Qualitative results regarding quality of phase recognition for Cholec80 and Cholec51. (a) Ground truth (b) ResNetLSTM predictions (c) TeCNO predictions. P1 to P7 indicate the phase label.

Effect of TCN and Number of Stages. Table 1 also highlights the substantial improvement in the performance achieved by the TCN refinement stages. Both AlexNet and ResNet50 obtain higher accuracy by 10% and 6% respectively with the addition of just 1 TCN Stage. Those results signify not only the need for temporal refinement for surgical phase recognition but also the ability of TCNs to improve the performance of any CNN employed as feature extractor, regardless of its previous capacity. We can also observe that the second stage of refinement improves the prediction of both architectures across our metrics. However, Stage 2 outperforms Stage 3 by 1% in accuracy for AlexNet and 2% for ResNet50. This could indicate that 3 stages of refinement lead to overfitting on the training set for our limited amount of data.

Comparative Methods.
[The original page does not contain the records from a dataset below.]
PR #562, opened 2022-05-23
Add a proto representation of the Raksha IR.

markww:
This PR adds a representation that directly captures the Raksha IR.
Unlike our previous attempt at creating a SQL-specific IR proto, this
proto maps directly to the Raksha IR structures, and does not decide on
the set of allowed operations in advance. Instead, it defers to the
frontend to provide the operations that that frontend is interested in.

In an attempt to future-proof the IR, this introduces one structure for
which there is no analog in the current IR: an `IrTranslationUnit`
message. The `IrTranslationUnit` contains a single top-level module
plus some additional fields to annotate that module (currently, just the
name of the frontend from which the IR originated). While not extremely
useful at the moment, this top-level structure gives us a place to put
things relevant to the analysis on the whole TU rather than any
individual structure. These things may include analysis tuning or
checker-selecting options, the commit hash or version string of the
frontend, the person or entity requesting the analysis, etc.

### DIFF
--- a/src/ir/proto/raksha_ir.proto
+++ b/src/ir/proto/raksha_ir.proto
@@ -51,9 +51,9 @@ message NamedValueMap {
 
 message Operation {
   string operator = 1;
-  NamedValueMap results = 2;
+  repeated Value inputs = 2;
   NamedAttributeMap attributes = 3;
-  Module impl_module = 4;
+  NamedValueMap results = 4;
 }
 
 message AnyValue {}
--- a/src/ir/proto/raksha_ir.proto
+++ b/src/ir/proto/raksha_ir.proto
@@ -1,0 +1,101 @@
+//-----------------------------------------------------------------------------
+// Copyright 2022 Google LLC
+//
+// Licensed under the Apache License, Version 2.0 (the "License");
+// you may not use this file except in compliance with the License.
+// You may obtain a copy of the License at
+//
+//     https://www.apache.org/licenses/LICENSE-2.0
+//
+// Unless required by applicable law or agreed to in writing, software
+// distributed under the License is distributed on an "AS IS" BASIS,
+// WITHOUT WARRANTIES OR CONDITIONS OF ANY KIND, either express or implied.
+// See the License for the specific language governing permissions and
+// limitations under the License.
+//----------------------------------------------------------------------------
+
+// This proto file contains the proto representation of the Raksha IR. This
+// allows frontends to construct the Raksha IR in any language and send the IR
+// over the wire or across an FFI layer for analysis.
+
+syntax = "proto3";
+
+package raksha.ir.proto;
+
+message Module {
+  map<uint64, Block> blocks = 1;
+}
+
+message Block {
+  // A mapping from the ID for an operation in the block to that operation.
+  // This allows values produced by this `Operation` to "point" to the
+  // `Operation` that produced them within the block.
+  map<uint64, Operation> operations = 1;
+  NamedValueMap results = 2;
+}
+
+message AttributePayload {
+  oneof AttributePayloadKind {
+    int64 int64_payload = 1;
+    string string_payload = 2;
+  }
+}
+
+message NamedAttributeMap {
+  map<string, AttributePayload> attributes = 1;
+}
+
+message NamedValueMap {
+  map<string, Value> values = 1;
+}
+
+message Operation {
+  string operator = 1;
+  NamedValueMap results = 2;
+  NamedAttributeMap attributes = 3;
+  Module impl_module = 4;
+}
+
+message AnyValue {}
+
+message OperationResultValue {
+  uint64 operation_id = 1;
+  string output_name = 2;
+}
+
+message BlockArgumentValue {
+  uint64 block_id = 1;
+  string block_argument_name = 2;
+}
+
+message Value {
+  oneof ValueKind {
+    AnyValue any_value = 1;
+    OperationResultValue operation_result_value = 2;
+    BlockArgumentValue block_argument_value = 3;
+  }
+}
+
+// The top level IR message. Contains the top level module, plus some
+// bookkeeping that may help with diagnosing issues.
+message IrTranslationUnit {
+  // The top level module to be analyzed. This is the only field that's strictly
+  // necessary for an analysis to occur.
+  Module top_level_module = 1;
+  // The frontend that produced these IR messages.
+  string frontend = 2;
+}
+
+// A status indicating whether the analysis succeeded, failed, or encountered an
+// internal error.
+enum AnalysisResultStatus {
+  AR_UNKNOWN = 0;
+  AR_SUCCESS = 1;
+  AR_FAILURE = 2;
+  AR_INTERNAL_ERROR = 3;
+}
+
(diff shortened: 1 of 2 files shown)


src/ir/proto/raksha_ir.proto
```diff
@@ -0,0 +1,101 @@
...
+
+message NamedValueMap {
+  map<string, Value> values = 1;
+}
+
+message Operation {
+  string operator = 1;
+  NamedValueMap results = 2;
+  NamedAttributeMap attributes = 3;
+  Module impl_module = 4;
```
bgogul, line 56: I have been debating about whether we should support more than one module. We could cover our use cases (like `if`) by having multiple blocks.  However, I am wondering if we should make this a repeated field in the proto.

src/ir/proto/raksha_ir.proto
```diff
@@ -0,0 +1,101 @@
...
+
+message NamedAttributeMap {
+  map<string, AttributePayload> attributes = 1;
+}
+
+message NamedValueMap {
+  map<string, Value> values = 1;
+}
+
+message Operation {
```
bgogul, line 52: Why is there no field for arguments of an operation?

src/ir/proto/raksha_ir.proto
```diff
@@ -0,0 +1,101 @@
...
+  string operator = 1;
```
bgogul, line 53: Create an `Operator` message and make this a field of `Operator` type. I expect we will add some additional info (like number of inputs, is_variadic, etc.)

src/ir/proto/raksha_ir.proto
```diff
@@ -0,0 +1,101 @@
...
+  string output_name = 2;
+}
+
+message BlockArgumentValue {
+  uint64 block_id = 1;
+  string block_argument_name = 2;
+}
+
+message Value {
+  oneof ValueKind {
```
bgogul, line 72: I see that you have not added storage. Let us keep it that way. It is easier to add a new kind later right?

src/ir/proto/raksha_ir.proto
```diff
@@ -0,0 +1,101 @@
...
+// This proto file contains the proto representation of the Raksha IR. This
+// allows frontends to construct the Raksha IR in any language and send the IR
+// over the wire or across an FFI layer for analysis.
+
+syntax = "proto3";
+
+package raksha.ir.proto;
+
+message Module {
+  map<uint64, Block> blocks = 1;
```
bgogul, line 26: Why not just a repeated field?

src/ir/proto/raksha_ir.proto
```diff
@@ -0,0 +1,101 @@
...
+// WITHOUT WARRANTIES OR CONDITIONS OF ANY KIND, either express or implied.
+// See the License for the specific language governing permissions and
+// limitations under the License.
+//----------------------------------------------------------------------------
+
+// This proto file contains the proto representation of the Raksha IR. This
+// allows frontends to construct the Raksha IR in any language and send the IR
+// over the wire or across an FFI layer for analysis.
+
+syntax = "proto3";
```
bgogul, line 21: Do you plan to write the encoding and decoding in a separate PR?

src/ir/proto/raksha_ir.proto
markww: We aren't using `impl_module` at all right now, so what I might do is just delete this altogether. That will allow us to add it when we have a clearer idea of what form we want it to take.

bgogul: Even better.

src/ir/proto/raksha_ir.proto
markww: I was thinking of going a different way with it: if we were to add more fields to `Operator`, it is highly likely that we would want those additional fields to be the same across all uses of the `Operator` (ie, every `+` operator has 2 inputs, is not variadic, etc). As such, I was thinking that we could, in the TU-level structure, have a list of `FullOperatorInfo` (or maybe just `Operator`) providing this additional info in a map keyed on the operator name.

I suppose that if we want to do that, the best thing to do would be to rename `operator` here to `operator_name` to make it clear that this isn't the whole `Operator` concept, but just the name piece of it.

src/ir/proto/raksha_ir.proto
markww: Yes, intentionally omitted `Storage` because it's probably going away. And yes, it's easy to add things to `proto`s, harder to (fully) remove them.

src/ir/proto/raksha_ir.proto
markww: For the `Value` `BlockArgument`, we need to be able to specify the `Block` that the arguments are from. However, this `Value` shouldn't own the `Block`; the module that the `Block` resides in should own the `Block`. Therefore, we need some way to point at the `Block`. For that reason, I'm assigning an ID to each `Block`.

Of course, a `repeated` field can be thought of as a map from `index` to value, so we could provide the "map" that way. But I think it might be wise to not impose a density requirement unnecessarily, as that provides frontends the freedom to drop blocks. This might be useful, for instance, in the case of a TU containing errors where the frontend was still able to correctly parse some portions of the TU.

src/ir/proto/raksha_ir.proto
markww: Yes. Just wanted to get this up to get some feedback on the structure of the protos before I started writing some C++. Also, protos tend to be harder to import into Google3, so wanted to round trip this file first.

src/ir/proto/raksha_ir.proto
markww: Oversight, I thought I had added it. Let me put that in now.

src/ir/proto/raksha_ir.proto
markww: Done.

src/ir/proto/raksha_ir.proto
markww: Done.

src/ir/proto/raksha_ir.proto
bgogul: Having an id sounds good. Is this going to be global id across all the blocks in the ir? Or, it is just scoped to the module? I assume the former? Add a brief comment like the one for `operations` in `Block`.

bgogul (approved):

src/ir/proto/raksha_ir.proto
bgogul: `operator` -> `operator_name` with a brief comment sounds good.

src/ir/proto/raksha_ir.proto
markww: To be honest, I wasn't 100% sure, but `uint64` should be enough for either. If you think an ID unique across the TU is the right call, that probably is the way to go. I'll add a comment explaining this.

src/ir/proto/raksha_ir.proto
markww: Done.

src/ir/proto/raksha_ir.proto
markww: Done.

In Table 2 we present the comparison of TeCNO with different surgical phase recognition approaches that utilize LSTMs to encompass the temporal information in their predictions. PhaseLSTM  [27] and EndoLSTM  [27] are substantially outperformed by ResNetLSTM and TeCNO by 6% and 8% in terms of accuracy for both datasets respectively. This can be justified by the fact that they employ AlexNet for feature extraction, which as we showed above has limited capacity. Even though MTRCNet is trained in an end-to-end fashion, it is also outperformed by 4% by ResNetLSTM and 6% by TeCNO, which are trained in a two-step process. Comparing our proposed approach with ResNetLSTM we notice an improvement of 1–2% in accuracy. However, the precision and recall values of both datasets are substantially higher by 6%–10%. The higher temporal resolution and large receptive field of our proposed model allow for increased performance even for under-represented phases.

Phase Recognition Consistency. In Fig. 2 we visualize the predictions for four laparoscopic videos, two for each dataset. The results clearly highlight the ability of TeCNO to obtain consistent and smooth predictions not only within one phase, but also for the often ambiguous phase transitions. Compared against ResNetLSTM, TeCNO can perform accurate phase recognition, even for the phases with shorter duration, such as P5 and P7. Finally, TeCNO showcases robustness, since Video 3 and 4 are both missing P1. However, the performance of our model does not deteriorate.

5 Conclusion

In this paper we proposed TeCNO, a multi-stage Temporal Convolutional Neural Network, which was successfully deployed on the task of surgical phase recognition. Its full temporal resolution and large receptive field allowed for increased performance against a variety of LSTM-based approaches across two datasets. Online and fast inference on whole video-sequences was additionally achieved due to causal, dilated convolutions. TeCNO increased the prediction consistency, not only within phases, but also in the ambiguous inter-phase transitions. Future work includes evaluation of our method on a larger number of videos from a variety of laparoscopic procedures.